VP Market is Lithuania's leading retailer in terms of domestic sales, and the company said that the money would be used to complete the expansion and development of its logistics and food retail network in Lithuania.
Salvatore Candido, EBRD director for the Baltic states, pointed out the significance of the agreement in light of Lithuania's forthcoming accession to the European Union, which will exert increased pressure on local companies to maintain and improve their competitiveness, especially with a number of western companies, notably Kesko and ICA, already active in the Baltic region.

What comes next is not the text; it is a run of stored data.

PR #88, opened 2019-05-28
Kanvi/freshness tracker

kanvi-nervana:


src/enable_variable_ops/ngraph_assign_op.cc
```diff
@@ -48,9 +48,10 @@ namespace ngraph_bridge {
 // Computes *input[0] = input[1]
 class NGraphAssignOp : public OpKernel {
  private:
-  bool just_looking_;
+  bool is_tf_modifying_;
   bool copy_to_tf_;
   int ng_graph_id_;
+  bool just_looking_;
```
kanvi-nervana: Should I change the variable name from just_looking to something else? May be is_not_changing or is_tracked or will_not_be_modified or ?

avijit-nervana: Yes - please do so.

src/enable_variable_ops/ngraph_variable_modifiers.cc
```diff
@@ -76,7 +76,8 @@ REGISTER_OP("NGraphApplyGradientDescent")
     .Output("out: Ref(T)")
     .Attr("T: numbertype")
     .Attr("use_locking: bool = false")
-    .Attr("just_looking: bool = false")
+    .Attr("just_looking: bool = true")
```
shresthamalik: Let the default be false, for consistency with other ops

src/enable_variable_ops/ngraph_rewrite_for_tracking.cc
```diff
@@ -67,29 +69,36 @@ Status RewriteForTracking(Graph* graph, int graph_id) {
...
-          // turn off just_looking
+          // turn off is_tf_modifying
           if (!IsNGVariableType(edge->dst()->type_string())) {
-            NGRAPH_VLOG(1) << DebugNode(edge->dst())
-                           << "needs reference, setting just_looking to false";
-            just_looking = false;
+            NGRAPH_VLOG(1)
+                << DebugNode(edge->dst())
+                << "needs reference, setting is_tf_modifying to false";
+            is_tf_modifying = false;
```
shresthamalik: Either change the name 'is_tf_not_modifying' or  set  'is_tf_modifying = true'
In the 2nd case you will need to change the checks for (!is_tf_modifying) to (is_tf_modifying)

src/enable_variable_ops/ngraph_assign_op.cc
shresthamalik: is_not_modified, is_not_modified_by_tf

shresthamalik: or just_looking, tf_just_looking

sayantan-nervana: Can you please add a comment in the file here what `just_looking_` and `is_tf_modifying_` would mean, and why we need 2 flags instead of just one (normal path vs var-opt path etc)

sayantan-nervana: `flib_graph_2.pbtxt` might need changes (adding `is_tf_modifying_` attribute): https://github.com/tensorflow/ngraph-bridge/blob/master/test/python/flib_graph_2.pbtxt

src/enable_variable_ops/ngraph_rewrite_for_tracking.cc
kanvi-nervana: Changed it to is_tf_just_looking

PR #90, opened 2019-05-29
Sarkars/mark node with specific deviceid

sayantan-nervana:
Core change:
1. Call `ngraph_bridge.set_backend(X)`, where `X` is a ng backend string such as `CPU` or `GPU:0` etc 

Other changes:
1. Changed optional `_ngraph_backend` attribute of EncapsulateOp to compulsory `ngraph_backend`, to avoid confusion between the tag in normal TF nodes and EncapsulateOp nodes
2. Added a unit test for `mark_for_clustering`
3. Ectended tf2ngraph's pytest to include 2 backends


src/ngraph_encapsulate_clusters.cc
```diff
@@ -330,7 +330,7 @@ Status EncapsulateClusters(Graph* graph, int graph_id,
     Node* n;
     Status status = NodeBuilder(ss.str(), "NGraphEncapsulate")
                         .Attr("ngraph_cluster", cluster_idx)
-                        .Attr("_ngraph_backend", cluster_backend)
+                        .Attr("ngraph_backend", cluster_backend)
```
sayantan-nervana: Normal TF nodes are marked with `_ngraph_backend`, since underscore is needed to name an undeclared field.
Before this `NGraphEncapsulate`, our custom tf node was also using `_ngraph_backend`. In this PR, we make `ngraph_backend` a declared field, to avoid confusion.

test/graph_rewrites/encapsulate_clusters_test.cc
```diff
@@ -55,7 +55,7 @@ TEST(EncapsulateClusters, PopulateLibrary) {
   Node* node2;
   ASSERT_OK(NodeBuilder("node2", "Const")
                 .Attr("dtype", DT_FLOAT)
-                .Attr("value", t_shape)
+                .Attr("value", t_input_1)
```
sayantan-nervana: Cosmetic changes in this file

test/graph_rewrites/backend_manager_test.cc
```diff
@@ -111,6 +111,10 @@ TEST(BackendManager, BackendAssignment) {
   ASSERT_EQ(bA, bR);
   ASSERT_EQ(bA, backend1);
 
+  for (auto node : graph.op_nodes()) {
+    node->ClearAttr("_ngraph_backend");
+  }
```
sayantan-nervana: TODO: revisit

src/ngraph_mark_for_clustering.cc
```diff
@@ -630,7 +630,40 @@ Status MarkForClustering(Graph* graph,
...
+      }
+      if (backend_name_from_nodes.empty()) {
+        backend_name_from_nodes = backend_name_from_this_node;
+      }
+    }
+  }
+
+  if (!backend_name_from_nodes.empty()) {
+    current_backend = backend_name_from_nodes;
+  }
```
sayantan-nervana: So this thing is not needed now that we use the SetBackend API in `tf2ngraph`

test/graph_rewrites/mark_for_clustering_test.cc
```diff
@@ -0,0 +1,87 @@
...
+  if (ng_backend_env_value != nullptr) {
+    expected_backend = std::string(ng_backend_env_value);
+  }
+
+  string backend;
+  for (auto node : g.op_nodes()) {
+    ASSERT_OK(GetNodeBackend(node, &backend));
+    ASSERT_EQ(backend, expected_backend);
+  }
+}
```
sayantan-nervana: General unit test for mark_for_clustering. Does not test this current feature specifically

Ignas Staškeviius, general manager of VP Market, said: "This agreement is important for us not only financially, but also as recognition of our standing in the market place. The loan from a bank like the EBRD shows the transparency, stability and reliability of our company's activities."

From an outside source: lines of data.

PR #99, opened 2019-06-05
Sindhu/gathernd

sindhu-nervana:


test/test_array_ops.cpp
```diff
@@ -316,6 +316,55 @@ TEST(ArrayOps, ExpandDims) {
...
+
+  OpExecuter opexecuter(root, "GatherNd", static_input_indexes,
+                        output_datatypes, sess_run_fetchoutputs);
+
+  opexecuter.RunTest();
+
+}  // end of test op GatherND
+
+// Test op:GatherND
+TEST(ArrayOps, GatherNd_3D) {
```
sayantan-nervana: Please remove underscore from gtest names. apparently gtest reserves the right to use underscores willy-nilly

sindhu-nervana:
Two gather_nd tf python tests are failing, so disabled those. Debugging in parallel.

test/test_array_ops.cpp
```diff
@@ -316,6 +316,55 @@ TEST(ArrayOps, ExpandDims) {
...
+  std::vector<Output> sess_run_fetchoutputs = {R};
+
+  OpExecuter opexecuter(root, "GatherNd", static_input_indexes,
+                        output_datatypes, sess_run_fetchoutputs);
+
+  opexecuter.RunTest();
+
+}  // end of test op GatherND
+
 // Test op: Gather. vector indices
```
sindhu-nervana: These C++ tests will fail on GPU as GatherNd is not supported on GPU. `buildkite/ngtf-r0-dot-13-cpu-ubuntu-18-04`

src/ngraph_mark_for_clustering.cc
```diff
@@ -439,6 +440,9 @@ Status MarkForClustering(Graph* graph,
       // DT_FLOAT
       type_constraint_map["FusedBatchNormV2"]["T"] = {DT_FLOAT};
       type_constraint_map["FusedBatchNormGrad"]["T"] = NGraphNumericDTypes();
+      type_constraint_map["GatherNd"]["Tparams"] = {
+          DT_FLOAT};  // NGraphDTypes();
```
sayantan-nervana: Can we expand this to more types?

test/test_array_ops.cpp
sayantan-nervana: To pass CI on GPU, please add this test to the filter here: https://github.com/tensorflow/ngraph-bridge/blob/master/test/ci/buildkite/test_runner.py#L97

src/ngraph_mark_for_clustering.cc
sindhu-nervana: TF python tests were throwing unsupported CPU builder errors for more types.

sindhu-nervana: TODO:   {DT_FLOAT} passes, but the full list `NGraphDTypes()` fails, so may need to check what other datatypes will pass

The Lithuanian food retail market has in recent years experienced a transformation from individual shops and kiosks to a market characterised by organised retail development, in no small part due to the arrival of western groups.
Other principal drivers of growth in the retail sector have been recent strong GDP growth, changing consumer tastes towards higher quality products, better customer service and convenience.
VP Market is already making waves, and not just in Lithuania. In neighbouring Latvia, for example, it was recently criticised by rival Kesko for an advertising campaign comparing prices between the two chains.
The ad claimed that VP Market's T-Market store was cheaper than Kesko's SuperNetto discount chain across a broad basket of goods, but Kesko refuted this, pointing out that the price comparison was not for identical products.